3. As soon as you ask a question, they all raise their hands to answer it. Not sure when this stops, but I know that by the time I was in high school the teachers had a hard time prying any answers out of the majority of us! However, on Monday I was at a school where the eldest was 11, and they all wanted to contribute. So, ask them questions. I found there were two types: the question where I wanted to get an answer (such as “What traits make a good horse?” or “What do you think makes these two cats different?”) and the type where I just wanted them to feel included in the talk, and just wanted a show of hands (such as “How many of you have a cat?” or “Who has heard of diabetes?”).
4. Introduce some ethics, and show how scientists think very carefully before doing research. We talked about genes a lot, and how putting new genes in bugs like e.coli can help us, e.g. the human insulin gene into e.coli to help with diabetes. I told all the older kids that it wasn’t the tool that is a problem: a tool is neither good nor evil. It’s how that tool is used, and people need to make a fresh decision, and think about the benefits and downsides each time that tool is used. I said genetic modification is like a knife: it is neither good nor bad, and that scientists try very hard to make sure that it is used for the right reasons, and in a safe way.
5. Visually-arresting analogies: Even though DNA is a double-helix and not a spiral staircase, I found it a very useful analogy, especially for the younger ones.
6. My partnered teacher had prepared some slides to show the kids prior to my arrival. They dealt with Mr. Green Genes, the GFP-glowing cat. Some of the other teachers also talked to their kids about inheriting some of your traits from your mom, and some from your dad, and used the labradoodle as a visual aid. This prepped them for my talk, which I think was really helpful.

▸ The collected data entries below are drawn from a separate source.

PR #161, opened 2018-06-30
Add test for concurrent STOs

thegostep:
In capped_sto I cleaned up some global variables to prevent overwriting which was causing the new tests to fail.
I made concurrent_sto to test adding and investing in multiple different types of STOs. It can easily be extended to cover new STO modules.

### DIFF
--- a/test/capped_sto.js
+++ b/test/capped_sto.js
@@ -51,10 +51,8 @@ contract('CappedSTO', accounts => {
     let I_STVersion;
     let I_SecurityToken_ETH;
     let I_SecurityToken_POLY;
-    let I_CappedSTO_ETH1;
-    let I_CappedSTO_ETH2;
-    let I_CappedSTO_POLY1;
-    let I_CappedSTO_POLY2;
+    let I_CappedSTO_Array_ETH = [];
+    let I_CappedSTO_Array_POLY = [];
     let I_PolyToken;
 
     // SecurityToken Details for funds raise Type ETH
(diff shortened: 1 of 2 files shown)


satyamakgec (dismissed):
Current PR is working fine. Could you please add one more test case which will loop 20 times to hit the limit of attaching the STO where you can attach different STO as the dummySTO, cappedSTO, pre-saleSTO etc. same for investment in those STO. This way we will 100% sure with the test case and as well as with our solidity code .:wink:

satyamakgec (commented):
Current PR is working fine. Could you please add one more test case which will loop 20 times to hit the limit of attaching the STO where you can attach different STO as the dummySTO, cappedSTO, pre-saleSTO etc. same for investment in those STO. This way we will 100% sure with the test case and as well as with our solidity code .:wink:

test/capped_sto.js
```diff
@@ -665,22 +673,149 @@ contract('CappedSTO', accounts => {
...
+
+        it("Should successfully attach STO modules up to the limit and fail at the limit", async () => {
+            let startTime = latestTime() + duration.days(1);
+            let endTime = startTime + duration.days(30);
+
+            await I_PolyToken.getTokens(cappedSTOSetupCost*19, token_owner);
+            await I_PolyToken.transfer(I_SecurityToken_ETH.address, cappedSTOSetupCost*19, { from: token_owner});
+            let bytesSTO = web3.eth.abi.encodeFunctionCall(functionSignature, [startTime, endTime, cap, rate, fundRaiseType, account_fundsReceiver]);
+
+            for (var STOIndex = 2; STOIndex < 20; STOIndex++) {
```
pabloruiz55: SecurityToken has this var: `uint8 public constant MAX_MODULES = 20;`
instead of hardcoding 20 in the for loop use that one since MAX_MODULES might change in the future.

test/capped_sto.js
```diff
@@ -665,22 +673,149 @@ contract('CappedSTO', accounts => {
...
+                console.log(`         tx revert -> reached cap number of modules attached`.grey);
+                ensureException(error);
+                errorThrown = true;
+            }
+            assert.ok(errorThrown, message);
+        });
+
+        it("Should successfully invest in all STO modules attached", async () => {
+            await increaseTime(duration.days(2));
+            for (var STOIndex = 2; STOIndex < 20; STOIndex++) {
```
pabloruiz55: Same as above: use `uint8 public constant MAX_MODULES = 20;`

pabloruiz55 (approved):

PR #126, opened 2018-04-13
Empty element bug fix

SudakovIvan:


unittests/empty_element_wsdl/empty_element_wsdl.cpp
```diff
@@ -0,0 +1,64 @@
...
+**
+** Contact info@kdab.com if any conditions of this licensing are not
+** clear to you.
+**
+**********************************************************************/
+
+#include "KDSoapValue.h"
+#include "wsdl_empty_element.h"
+
+#include <QtTest/QtTest>
```
dfaure-kdab: This includes the whole module *and* all of QtCore, better just include QTest (which is one single header)

SudakovIvan:
isNil() is used in  
`void KDSoapServerObjectInterface::storeFaultAttributes(KDSoapMessage &message) const`
and maybe someone will need to check the element for emptiness(has no children and attributes).
What do you think?

dfaure-kdab:
OK let's keep isNil() then. Thanks!

unittests/empty_element_wsdl/empty_element_wsdl.cpp
SudakovIvan: done

PR #127, opened 2018-04-15
don't abort the http call if authentication is not possible

caspermeijn:
If no credentials is available or if the credentials are incorrect,
then the real error message is hidden behind the cancellation of the
http call. By not aborting the call, the error state will stay
QNetworkReply::AuthenticationRequiredError. This will result is KDSoap
generating a SoapFault containing the correct error message.
This way the application can detect the error and ask the user for
correct credentials.


dfaure-kdab:
Thanks for your contribution. Any chance for a unittest for this issue?

dfaure-kdab:
If that test fails without the fix, and works with the fix, then yes, it's enough ;)

dfaure-kdab:
Pushed to master in f513e7e after improving the commit log and adding a changelog for 1.8.

Thanks for your contribution!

7. Make your talk inclusive. It keeps their interest, I think. When I showed pictures of cats, I included one picture of my own cat, and told them a little about her. I often asked them questions about if they had pets, or scientists in the family, or liked the look of a picture, or knew what something was.

I think Allyson makes a lot of great points. But, in keeping with the theme of this blog to talk about technology, I think we can add a few suggestions to her list:

• Put up a science website – The best learning happens outside of the classroom. Now, I don’t advocate scientists to turn their labs over to 8-year-olds, but I do think that giving students a resource to look at outside of class.
• Edit wiki’s - It’s astounding how many people use Google and/or Wikipedia to find information about science and medicine. This represents an incredible opportunity for the scientific community to properly inform the public — fail, and let vaccine fear-mongers, Creationists, global warming deniers, and their kind guide the public discussion.
• Put up online video - A few years ago, online videos were clunky and difficult to use. So you had an excuse back then to not put up videos on your website. Today? Different story. When YouTube is a household name, there is no excuse for people not to put up engaging demo videos — because people who don’t know what they’re talking about are.
• Use feeds - Twitter. Flickr. Del.icio.us. RSS. These are becoming increasingly more mainstream, especially among students, so scientists should learn to use them. Who knows, your picture of GFP-tagged Neurons may be what inspires the discoverer of the cure for Alzheimers?
• Interactive applications - Show the public what you’re researching in a way which actually speaks to them. No, don’t show them your NSF grant application, show them a Google Earth layer highlighting your research on Ancient Rome, the impact of global sea levels rising, or the beautiful nebula that you’re telescopes are pointing at. Present an applet which shows the beauty of a Lorentz attractor, or examples of simple machines in your household.